---------- DATASET RECORDS ----------

Issue #2247, opened 2019-09-01
Problem with compound locations wrapping origin in SeqIO


mmcguffi:
### Setup

I am reporting a problem with Biopython version, Python version, and operating
system as follows:

3.7.4 (default, Jul  9 2019, 18:13:23) 
[Clang 10.0.1 (clang-1001.0.46.4)]
CPython
Darwin-18.2.0-x86_64-i386-64bit
1.74

### Expected behaviour
When opening a gbk file that has a feature which contains a(n incorrectly) specified location which wraps the origin, but also initially contains a compound location, this compound location should be "repaired" and also throw a warning.

### Actual behaviour

When trying to open a .gbk that has this issue, this error is thrown:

----------

**WHAT TO PRODUCE**
Write out each entry exactly, and omit nothing.

**REPLY**
Issue #2247, opened 2019-09-01
Problem with compound locations wrapping origin in SeqIO


mmcguffi:
### Setup

I am reporting a problem with Biopython version, Python version, and operating
system as follows:

3.7.4 (default, Jul  9 2019, 18:13:23) 
[Clang 10.0.1 (clang-1001.0.46.4)]
CPython
Darwin-18.2.0-x86_64-i386-64bit
1.74

### Expected behaviour
When opening a gbk file that has a feature which contains a(n incorrectly) specified location which wraps the origin, but also initially contains a compound location, this compound location should be "repaired" and also throw a warning.

### Actual behaviour

When trying to open a .gbk that has this issue, this error is thrown:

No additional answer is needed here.